• WORK INSTRUCTION: Look for the word "captures" in the entries and copy every line where it shows up.

╭─ RECORDS FOR THIS EXERCISE

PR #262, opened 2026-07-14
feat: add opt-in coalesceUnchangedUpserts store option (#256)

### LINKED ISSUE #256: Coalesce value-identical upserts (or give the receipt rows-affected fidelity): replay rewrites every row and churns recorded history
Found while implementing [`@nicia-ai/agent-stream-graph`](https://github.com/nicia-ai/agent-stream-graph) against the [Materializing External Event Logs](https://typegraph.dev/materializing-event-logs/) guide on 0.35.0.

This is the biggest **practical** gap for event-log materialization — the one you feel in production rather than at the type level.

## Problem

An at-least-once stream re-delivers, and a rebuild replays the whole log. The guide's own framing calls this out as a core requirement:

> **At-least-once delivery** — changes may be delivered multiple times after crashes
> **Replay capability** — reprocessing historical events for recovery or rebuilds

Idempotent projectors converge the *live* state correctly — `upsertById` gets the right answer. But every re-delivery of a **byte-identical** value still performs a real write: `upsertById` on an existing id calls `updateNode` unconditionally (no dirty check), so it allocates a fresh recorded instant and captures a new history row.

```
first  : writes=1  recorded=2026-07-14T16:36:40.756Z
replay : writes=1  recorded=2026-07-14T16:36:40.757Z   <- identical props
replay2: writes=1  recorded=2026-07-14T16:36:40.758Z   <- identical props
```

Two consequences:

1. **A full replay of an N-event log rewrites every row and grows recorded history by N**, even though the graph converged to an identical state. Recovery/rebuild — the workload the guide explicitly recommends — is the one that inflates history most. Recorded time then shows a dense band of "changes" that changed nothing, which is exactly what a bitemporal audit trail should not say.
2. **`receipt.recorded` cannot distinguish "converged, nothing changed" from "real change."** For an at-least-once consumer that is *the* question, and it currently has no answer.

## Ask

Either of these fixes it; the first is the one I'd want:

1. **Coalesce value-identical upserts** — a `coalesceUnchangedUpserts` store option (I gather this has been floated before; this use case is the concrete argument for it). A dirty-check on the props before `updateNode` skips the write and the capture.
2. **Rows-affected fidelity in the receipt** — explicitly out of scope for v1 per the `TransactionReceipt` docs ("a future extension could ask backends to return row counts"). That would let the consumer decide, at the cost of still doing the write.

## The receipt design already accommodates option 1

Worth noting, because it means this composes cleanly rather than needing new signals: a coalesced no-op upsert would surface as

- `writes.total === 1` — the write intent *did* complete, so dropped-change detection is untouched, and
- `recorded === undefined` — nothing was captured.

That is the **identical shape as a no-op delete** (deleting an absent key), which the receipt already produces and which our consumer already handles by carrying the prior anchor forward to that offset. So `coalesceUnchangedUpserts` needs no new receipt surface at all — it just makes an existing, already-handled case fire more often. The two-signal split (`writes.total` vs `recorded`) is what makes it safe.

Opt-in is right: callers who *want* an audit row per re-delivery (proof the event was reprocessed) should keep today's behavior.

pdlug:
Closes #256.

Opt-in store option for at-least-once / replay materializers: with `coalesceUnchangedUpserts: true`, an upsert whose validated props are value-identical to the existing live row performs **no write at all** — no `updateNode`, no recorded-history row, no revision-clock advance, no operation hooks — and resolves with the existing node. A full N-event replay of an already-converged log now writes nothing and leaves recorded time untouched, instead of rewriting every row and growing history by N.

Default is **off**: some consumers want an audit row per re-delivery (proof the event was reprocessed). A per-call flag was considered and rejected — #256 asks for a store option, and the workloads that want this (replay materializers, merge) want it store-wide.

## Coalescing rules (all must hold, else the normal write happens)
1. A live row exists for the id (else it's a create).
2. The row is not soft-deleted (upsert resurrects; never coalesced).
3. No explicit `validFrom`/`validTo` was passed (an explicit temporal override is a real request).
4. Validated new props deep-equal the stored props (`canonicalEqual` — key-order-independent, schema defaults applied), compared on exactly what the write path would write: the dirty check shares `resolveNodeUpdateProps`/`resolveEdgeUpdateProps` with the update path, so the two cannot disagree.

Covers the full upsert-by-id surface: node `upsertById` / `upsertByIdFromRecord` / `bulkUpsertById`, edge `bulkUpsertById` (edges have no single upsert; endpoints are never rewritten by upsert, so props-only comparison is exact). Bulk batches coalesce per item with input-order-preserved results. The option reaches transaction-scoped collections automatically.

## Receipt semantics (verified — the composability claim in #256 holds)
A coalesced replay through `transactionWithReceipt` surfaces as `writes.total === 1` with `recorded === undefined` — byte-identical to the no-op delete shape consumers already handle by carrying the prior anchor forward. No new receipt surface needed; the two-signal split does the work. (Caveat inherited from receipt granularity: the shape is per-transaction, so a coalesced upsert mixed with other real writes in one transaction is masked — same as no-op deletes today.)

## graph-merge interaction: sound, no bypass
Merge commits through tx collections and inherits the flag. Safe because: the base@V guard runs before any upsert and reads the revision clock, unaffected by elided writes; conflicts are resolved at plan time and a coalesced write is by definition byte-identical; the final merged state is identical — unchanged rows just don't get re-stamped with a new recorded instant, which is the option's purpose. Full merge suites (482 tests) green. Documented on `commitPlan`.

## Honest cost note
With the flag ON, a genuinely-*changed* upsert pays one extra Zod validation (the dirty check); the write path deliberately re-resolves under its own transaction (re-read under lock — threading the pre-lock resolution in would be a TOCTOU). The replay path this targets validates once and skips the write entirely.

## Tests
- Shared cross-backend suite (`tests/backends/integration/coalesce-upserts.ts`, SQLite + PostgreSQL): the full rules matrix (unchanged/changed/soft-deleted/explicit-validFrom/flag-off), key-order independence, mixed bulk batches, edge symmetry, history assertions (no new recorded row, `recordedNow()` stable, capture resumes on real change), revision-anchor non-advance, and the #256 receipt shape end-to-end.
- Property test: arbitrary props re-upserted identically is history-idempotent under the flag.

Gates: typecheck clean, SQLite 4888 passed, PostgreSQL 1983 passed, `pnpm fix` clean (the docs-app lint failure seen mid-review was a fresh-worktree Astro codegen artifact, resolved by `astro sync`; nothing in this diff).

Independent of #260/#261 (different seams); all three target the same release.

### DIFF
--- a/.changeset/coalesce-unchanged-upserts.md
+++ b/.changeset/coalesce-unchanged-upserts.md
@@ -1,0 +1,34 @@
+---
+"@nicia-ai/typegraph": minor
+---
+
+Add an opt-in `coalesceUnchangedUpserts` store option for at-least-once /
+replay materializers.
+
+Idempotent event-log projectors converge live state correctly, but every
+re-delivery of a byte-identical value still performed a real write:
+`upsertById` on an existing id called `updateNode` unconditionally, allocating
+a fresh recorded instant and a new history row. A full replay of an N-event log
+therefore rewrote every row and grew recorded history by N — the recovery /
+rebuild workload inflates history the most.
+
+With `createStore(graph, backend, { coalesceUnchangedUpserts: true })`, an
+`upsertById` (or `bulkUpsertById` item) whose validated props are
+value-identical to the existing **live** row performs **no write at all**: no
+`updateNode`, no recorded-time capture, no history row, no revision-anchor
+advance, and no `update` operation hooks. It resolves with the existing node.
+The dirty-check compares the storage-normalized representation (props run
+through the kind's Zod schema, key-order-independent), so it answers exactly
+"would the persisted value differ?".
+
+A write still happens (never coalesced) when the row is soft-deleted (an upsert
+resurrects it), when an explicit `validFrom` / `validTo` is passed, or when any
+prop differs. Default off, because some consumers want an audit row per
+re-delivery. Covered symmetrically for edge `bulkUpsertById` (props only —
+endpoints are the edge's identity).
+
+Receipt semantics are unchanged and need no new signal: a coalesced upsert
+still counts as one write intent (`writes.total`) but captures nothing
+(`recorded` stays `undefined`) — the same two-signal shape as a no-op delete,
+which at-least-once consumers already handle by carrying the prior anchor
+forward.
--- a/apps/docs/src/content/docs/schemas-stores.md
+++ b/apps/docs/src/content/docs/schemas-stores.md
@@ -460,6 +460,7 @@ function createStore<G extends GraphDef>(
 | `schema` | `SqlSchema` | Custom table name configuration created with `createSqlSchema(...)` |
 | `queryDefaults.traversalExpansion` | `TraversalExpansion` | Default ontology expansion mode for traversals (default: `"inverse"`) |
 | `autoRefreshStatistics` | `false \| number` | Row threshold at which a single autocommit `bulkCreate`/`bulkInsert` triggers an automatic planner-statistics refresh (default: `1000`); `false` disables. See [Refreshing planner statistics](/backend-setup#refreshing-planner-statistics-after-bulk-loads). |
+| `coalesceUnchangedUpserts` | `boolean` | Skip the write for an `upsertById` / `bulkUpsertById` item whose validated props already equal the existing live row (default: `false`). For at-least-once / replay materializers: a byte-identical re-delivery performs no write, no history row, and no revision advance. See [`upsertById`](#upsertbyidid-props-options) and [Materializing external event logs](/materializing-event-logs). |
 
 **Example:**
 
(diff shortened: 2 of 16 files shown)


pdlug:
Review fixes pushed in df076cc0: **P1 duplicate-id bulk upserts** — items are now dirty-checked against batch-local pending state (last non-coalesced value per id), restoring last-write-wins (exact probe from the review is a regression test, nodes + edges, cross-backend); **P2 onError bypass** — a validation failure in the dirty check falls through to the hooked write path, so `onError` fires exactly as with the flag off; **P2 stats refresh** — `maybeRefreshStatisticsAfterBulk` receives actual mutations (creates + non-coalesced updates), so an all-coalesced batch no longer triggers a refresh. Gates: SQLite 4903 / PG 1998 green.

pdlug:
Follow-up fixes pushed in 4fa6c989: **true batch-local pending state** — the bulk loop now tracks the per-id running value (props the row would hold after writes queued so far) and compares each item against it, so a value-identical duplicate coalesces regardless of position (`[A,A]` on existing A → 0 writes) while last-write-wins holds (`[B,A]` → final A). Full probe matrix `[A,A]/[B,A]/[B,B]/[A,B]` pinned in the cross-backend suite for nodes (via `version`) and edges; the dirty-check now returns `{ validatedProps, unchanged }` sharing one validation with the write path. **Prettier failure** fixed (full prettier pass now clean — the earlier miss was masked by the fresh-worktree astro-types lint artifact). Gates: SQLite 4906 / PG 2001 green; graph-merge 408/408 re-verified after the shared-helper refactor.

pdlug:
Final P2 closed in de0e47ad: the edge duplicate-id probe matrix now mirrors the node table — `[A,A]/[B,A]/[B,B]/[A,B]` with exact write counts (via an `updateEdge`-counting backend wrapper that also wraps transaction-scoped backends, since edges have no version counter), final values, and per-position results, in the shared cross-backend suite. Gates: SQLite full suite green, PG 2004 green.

╰─

• RESULT:
Idempotent projectors converge the *live* state correctly — `upsertById` gets the right answer. But every re-delivery of a **byte-identical** value still performs a real write: `upsertById` on an existing id calls `updateNode` unconditionally (no dirty check), so it allocates a fresh recorded instant and captures a new history row.
+still counts as one write intent (`writes.total`) but captures nothing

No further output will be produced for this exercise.